Stored items:
►
PR #12374, opened 2026-05-22
Render cyclist waiting aid side arrow

RudyTheDev:
This PR allows the side arrow to render for cyclist waiting aids when unambiguous, i.e. `direction` is given:

cwa side cases

This makes mapping the `side` less confusing, especially since waiting aids use a different meaning of "side".

Original PR where rendering exception occurred #10303. Some relevant side-related comments and discussion at #10128. In short: the proposal used a non-standard meaning of `side`; it could've been changed, but wasn't; now waiting aids have unique meaning of `side`.

---

The [comment in code](https://github.com/openstreetmap/iD/commit/0a351fa93f1736b39ba193bbc0eafd28d14365dc#diff-9e0fb29b62a2af32e56479f07a425bdd4995d191046479b79b7cd797b838c8d9L100) previously implied that it is impossible to determine the side arrow because the proposal's use of `side` is ambiguous. However, that is not technically correct. The `side` here means "relative to cyclist" (unlike other features where it is "relative to way"). So it is not ambiguous if the direction of the waiting aid is known. This is basically what this PR implements - if the `direction` is known, then the `side` is not ambiguous, therefore the arrow can be rendered. The caveat is to flip it around if the `direction=backward`. The way's actual direction is ignored/irrelevant.

The code previously also assumed that this wouldn't be ambiguous for one-way ways - but it is actually ambiguous in those cases too (e.g. road with `oneway=yes`, `oneway:bicycle=no` and waiting aid in the "opposite" direction). In fact, the code always showed the side arrow based on the way's direction, regardless if the `direction` was actually set, leading to a case where it would be wrong:

cwa side on oneway wrong

Thankfully, this would only be wrong in that specific rare condition, so I doubt there is any significant number of mistagged features due to this.

I think the intent here was that iD could use way directionality like it does for other features that use `side`, but that assumption doesn't really work. Like, the meaning of `side` is not wrong for waiting aids - it's different. Anyway, I removed this way "sidedness" assumption based on the way being one-way. I think it's best that the mapper just specifies `direction` in those rare cases so nothing has to be assumed. I don't think iD should hard-code (any more) assumptions.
◄
- _Problem_
Your task is to retype all of the records exactly.

- _Answer space_
PR #12374, opened 2026-05-22
Render cyclist waiting aid side arrow

RudyTheDev:
This PR allows the side arrow to render for cyclist waiting aids when unambiguous, i.e. `direction` is given:

cwa side cases

This makes mapping the `side` less confusing, especially since waiting aids use a different meaning of "side".

Original PR where rendering exception occurred #10303. Some relevant side-related comments and discussion at #10128. In short: the proposal used a non-standard meaning of `side`; it could've been changed, but wasn't; now waiting aids have unique meaning of `side`.

---

The [comment in code](https://github.com/openstreetmap/iD/commit/0a351fa93f1736b39ba193bbc0eafd28d14365dc#diff-9e0fb29b62a2af32e56479f07a425bdd4995d191046479b79b7cd797b838c8d9L100) previously implied that it is impossible to determine the side arrow because the proposal's use of `side` is ambiguous. However, that is not technically correct. The `side` here means "relative to cyclist" (unlike other features where it is "relative to way"). So it is not ambiguous if the direction of the waiting aid is known. This is basically what this PR implements - if the `direction` is known, then the `side` is not ambiguous, therefore the arrow can be rendered. The caveat is to flip it around if the `direction=backward`. The way's actual direction is ignored/irrelevant.

The code previously also assumed that this wouldn't be ambiguous for one-way ways - but it is actually ambiguous in those cases too (e.g. road with `oneway=yes`, `oneway:bicycle=no` and waiting aid in the "opposite" direction). In fact, the code always showed the side arrow based on the way's direction, regardless if the `direction` was actually set, leading to a case where it would be wrong:

cwa side on oneway wrong

Thankfully, this would only be wrong in that specific rare condition, so I doubt there is any significant number of mistagged features due to this.

I think the intent here was that iD could use way directionality like it does for other features that use `side`, but that assumption doesn't really work. Like, the meaning of `side` is not wrong for waiting aids - it's different. Anyway, I removed this way "sidedness" assumption based on the way being one-way. I think it's best that the mapper just specifies `direction` in those rare cases so nothing has to be assumed. I don't think iD should hard-code (any more) assumptions.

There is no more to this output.